Architecture

The core idea

Clip is a thin orchestration layer between three things that already exist: a workspace database (Supabase), an agent runtime (Cursor SDK + bridge + pool), and a content directory (skills.sh / companies.sh). Everything else is glue and UI.

If you read this page and remember nothing else, remember the shape:

              humans                       agents
                 │                            │
                 ▼                            ▼
            ┌─────────────────────────────────────┐
            │     Next.js workspace shell         │
            │   (auth, RBAC, board, run viewer)   │
            └────────────┬────────────────────────┘
                         │
        ┌────────────────┼────────────────────┐
        ▼                ▼                    ▼
   Supabase         RuntimeProvider     Skills/Companies
   (DB + Realtime  (cloud / local /     (skills.sh,
    + Auth + RLS)   pool — same iface)   companies.sh)

The pieces

Supabase is the source of truth. Workspaces, members, roles, agents, goals, tickets, runs, run_events, audit. RLS keeps tenants apart; Realtime pushes ticket and run updates to subscribed clients.

RuntimeProvider is a single TypeScript interface with three implementations. Cloud calls Agent.create() from @cursor/sdk against Cursor-hosted VMs. Local talks to a tiny bridge that piggybacks on the user's already-running Cursor. Pool is "any URL that speaks the same shape." All three emit SDKMessage events; we persist them to run_events and stream to the client over Supabase Realtime.

Skills are installable units pinned by owner/repo and a version. We bind them to roles, not directly to agents — that way "CTO" is a portable description that includes its capabilities, and changing a role propagates.

Companies are manifests imported from companies.sh: roles, default agents, goals template, MCP servers, skill bindings. Forking creates rows in your workspace. We don't publish back yet.

Request flow for a single run

  1. User clicks "Summon agent on this ticket" in the UI.
  2. Server checks RBAC — does this member's role have summon_agent?
  3. We compose the agent's skill bundle: agent.skill_refs ∪ role.skill_refs.
  4. We pick a runtime (UI default agent.runtime_pref, overridable per summon) and call the matching RuntimeProvider.
  5. The provider returns a Run. We insert into runs and start consuming the event stream.
  6. Each SDKMessage becomes a run_events row. Subscribed clients see the run page light up live.
  7. On completion, we record final status, cost, git metadata, and dispose the agent handle.
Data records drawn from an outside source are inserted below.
PR #1804, opened 2026-08-09
fix(refactorings): offer RR0201 for more interpolated string spans

### LINKED ISSUE #1736: RR0201 Convert interpolated string to 'string.Format' not showing up
Refactory RR0201 option not showing up, while other refactoring and code fixes are working as expected in VS2022 and VS 2026.

josefpihrt:
## Summary

- Relax span checks for RR0201 (convert interpolated string to `string.Format`) and convert-to-concatenation so refactorings are offered when the caret is between interpolated string tokens, not only strictly inside the node span.
- Fix `IsRefactoringEnabled` to also resolve refactoring settings by RR id (e.g. `RR0201`), matching how Visual Studio options store them.
- Clarify in the `Roslynator.Analyzers` NuGet readme that refactorings require the separate `Roslynator.Refactorings` package (addresses the NuGet vs VS extension confusion in #1736).
- Add tests for RR0201 covering basic usage, cursor inside interpolation, on literal text, and verbatim interpolated strings.

Fixes #1736

## Test plan

- [x] `dotnet test src/Tests/Refactorings.Tests --filter FullyQualifiedName~RR0201`

### DIFF
--- a/src/Refactorings/CSharp/Refactorings/InterpolatedStringRefactoring.cs
+++ b/src/Refactorings/CSharp/Refactorings/InterpolatedStringRefactoring.cs
@@ -61,13 +61,13 @@ internal static class InterpolatedStringRefactoring
         }
 
         if (context.IsRefactoringEnabled(RefactoringDescriptors.ConvertInterpolatedStringToConcatenation)
-            && context.Span.IsEmptyAndContainedInSpanOrBetweenSpans(interpolatedString))
+            && context.Span.IsContainedInSpanOrBetweenSpans(interpolatedString))
         {
             ConvertInterpolatedStringToConcatenationRefactoring.ComputeRefactoring(context, interpolatedString);
         }
 
         if (context.IsRefactoringEnabled(RefactoringDescriptors.ConvertInterpolatedStringToStringFormat)
-            && context.Span.IsEmptyAndContainedInSpanOrBetweenSpans(interpolatedString))
+            && context.Span.IsContainedInSpanOrBetweenSpans(interpolatedString))
         {
             ConvertInterpolatedStringToStringFormatRefactoring.ComputeRefactoring(context, interpolatedString);
         }
--- a/src/Refactorings/CSharp/Refactorings/RefactoringContext.cs
+++ b/src/Refactorings/CSharp/Refactorings/RefactoringContext.cs
@@ -187,6 +187,9 @@ internal class RefactoringContext
         if (CodeAnalysisConfig.Instance.Refactorings.TryGetValue(refactoring.OptionKey, out enabled))
             return enabled;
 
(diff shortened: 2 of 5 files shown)


josefpihrt (commented):
Review notes for RR0201 span / option-key fixes. Looks good for #1736.

src/Refactorings/CSharp/Refactorings/RefactoringContext.cs
```diff
@@ -187,6 +187,9 @@ public bool IsRefactoringEnabled(RefactoringDescriptor refactoring)
         if (CodeAnalysisConfig.Instance.Refactorings.TryGetValue(refactoring.OptionKey, out enabled))
             return enabled;
 
+        if (CodeAnalysisConfig.Instance.Refactorings.TryGetValue(refactoring.Id, out enabled))
+            return enabled;
```
josefpihrt, line 191: Resolving by `refactoring.Id` (e.g. `RR0201`) after `OptionKey` is a nice catch for VS-style settings. Optional follow-up: mirror the same fallback anywhere else options are read by option-key only, so enable/disable stays consistent.

src/Refactorings/CSharp/Refactorings/InterpolatedStringRefactoring.cs
```diff
@@ -61,13 +61,13 @@ public static void ComputeRefactorings(RefactoringContext context, InterpolatedS
         }
 
         if (context.IsRefactoringEnabled(RefactoringDescriptors.ConvertInterpolatedStringToConcatenation)
-            && context.Span.IsEmptyAndContainedInSpanOrBetweenSpans(interpolatedString))
+            && context.Span.IsContainedInSpanOrBetweenSpans(interpolatedString))
```
josefpihrt, line 64: Relaxing `IsEmptyAndContainedInSpanOrBetweenSpans` → `IsContainedInSpanOrBetweenSpans` matches the reported caret-inside-interpolation / literal-text cases; the new tests cover the important positions well.

src/Refactorings/CSharp/Refactorings/RefactoringContext.cs
josefpihrt: `RefactoringContext.IsRefactoringEnabled` is the only call site that looked up `OptionKey`. `CodeAnalysisConfig.IsRefactoringEnabled` already keys by id. No other fallback to add in this PR.

src/Refactorings/CSharp/Refactorings/InterpolatedStringRefactoring.cs
josefpihrt: Agreed — no further change needed here.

What we explicitly don't do

We don't sandbox skills (the runtime is the boundary). We don't ship a Docker image for the pool (the HTTP contract is the artifact). We don't run our own queue (Vercel cron suffices for v1). Each of these has a decision page; see /wiki/decisions/*.

Why this works

The hard part of an agent platform isn't talking to one model — it's giving teams a shared, audited, role-aware surface where humans and agents see the same world. Clip pushes that into the boring tier (Postgres + RLS + a thin UI) and treats the actual model execution as a swappable backend. Adding a new runtime is one file. Adding a new skill is one row.